In 2022, a year after Musk had announced his robot plans with a man in a suit, he unveiled a real robot, one that could walk, wave, and carry boxes. Musk has said the robot, called Optimus, would cost around $20,000 (£15,800) and said Tesla planned to start using it in its own factories before a public release.

Optimus is not the only humanoid making rapid progress.

In February, researchers at the University of California, Berkeley, trained a two-legged robot to walk around San Francisco. The researchers said they had trained the robot on YouTube videos of humans walking, using similar systems to how AI software such as ChatGPT are developed. This gave the robot a greater understanding of the world around it and allowed it to “generalise”, walking on terrains and roads that it had never encountered without having to be shown it beforehand.

Jensen Huang, Nvidia’s chief executive, has suggested that these types of advances will lead to progress in robotics dramatically accelerating.
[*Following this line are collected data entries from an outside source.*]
PR #3571, opened 2013-06-21
Async snippet early AM draft [freaky friday fun]

jaredhirsch:
Not ready, want comments. @shane-tomlinson @seanmonstar @lloyd thoughts here?

I woke up thinking about the need for an async snippet this morning, maybe it's all the velocity conf tweets I've been reading, dunno ;-) Anyway, it's working locally for me.

This could go a number of different ways:
- it could grow into a self-hostable include.js
- it could just be a fancy async snippet with some stuff hidden behind the scenes + detailed docs, a la google analytics' [async snippet](https://developers.google.com/analytics/devguides/collection/gajs/)
- it could grow into an expert-mode async SDK (but that would change our API which is a huge decision, not to undertake lightly).

Thoughts/comments/heckling appreciated

### DIFF
--- a/example/rp/index.html
+++ b/example/rp/index.html
@@ -47,6 +47,43 @@ pre {
 }
 
 </style>
+<script>
+navigator.id = navigator.id || {}; // important: does include.js bail if navigator.id, navigator.id.watch, or navigator.id.get is defined?
+navigator.id.q = [];
+
+function makeQueueable(funcName) {
+  var f = function() { navigator.id.q.push({func: funcName, args: arguments}) }
+  f.isQueueable = true; // so we can check it was overwritten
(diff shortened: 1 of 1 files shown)


example/rp/index.html
```diff
@@ -47,6 +47,19 @@
 }
 
 </style>
+<script>
+navigator.id = navigator.id || {}; // important: does include.js bail if navigator.id, navigator.id.watch, or navigator.id.get is defined?
```
jaredhirsch, line 51: actually, if navigator.id exists, makeQueueable isn't needed and we should just bail, I think.

jaredhirsch:
closing in favor of rebased version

Once robots are capable of learning by watching humans move, their progress should be rapid, since footage of people is among the most plentiful data that is out there.

Last month, the AI chip giant Nvidia unveiled a suite of software called Project GR00T, designed to help humanoid robots learn about the world around them.

“While the hardware for these robots evolved rapidly over the years, the software lagged behind,” says Deepu Talla, the vice president of robotics and edge computing at Nvidia. “Recent advancements in simulation technology, generative AI and edge computing are closing this gap. Robots are evolving into self-learning machines.”

The prospect of useful humanoids being around the corner has led to an investment boom. In February, Nvidia, Microsoft and OpenAI, the company behind ChatGPT, invested $675m in Figure, a two-year-old Silicon Valley start-up that aims to put robots into warehouses.

Amazon has invested in Agility Robotics, another humanoid company. It is already testing Agility’s 5 foot 9 inch bots, which feature glowing white eyes and paddles at the end of their arms, in its warehouses where they move empty boxes. It is a rudimentary task but one that there is a huge market for, says Pras Velagapudi, Agility’s chief architect.

“We’re already in markets that can support thousands or tens of thousands of robots,” he says. Velagapudi says the next step is expanding its robots’ ability to manipulate objects so it can handle more warehouse jobs.

Agility says its goal is for buying a robot to pay off in two years. Its machines will soon be rolling – or walking – off a production line that is scheduled to be operational by the end of the year.

China, meanwhile, is pushing ahead with robotics technology as a national priority. Beijing’s Ministry of Industry and Information Technology has said it wants to be building humanoids by next year.

However, Ash Sharma, the co-founder of Interact Analysis, which advises companies on how to bring automation technologies into their supply chains, says manufacturers are not rushing to buy humanoid robots.

“It is not a proven use case right now. There are some test cases, some pilots that are happening, but these are not being widely used.” Sharma calls some of the funding going into the industry “eyewatering” given that “No one has said ‘This is the holy grail. This is what we need’.”

That might be a relief to today’s factory and warehouse workers. Agility has estimated the cost of “employing” its robot could be around $3 an hour – well below minimum wage. Widespread and cheap humanoids would be likely to set off a new wave of unemployment fears.

Sharma believes those concerns are probably overblown. “There is a severe shortage of labour in factories and warehouses. And companies are not able to hire people quickly enough. Companies like Amazon have made it very clear that they are lacking labour. They’ve had to push up wages.”

Musk does not agree. In a discussion with Rishi Sunak last year, he told the Prime Minister that “there will come a point where no job is needed… the AI will be able to do everything”.

While it may be yet more Musk hyperbole, the world he has imagined is less outlandish than it seemed just a year ago.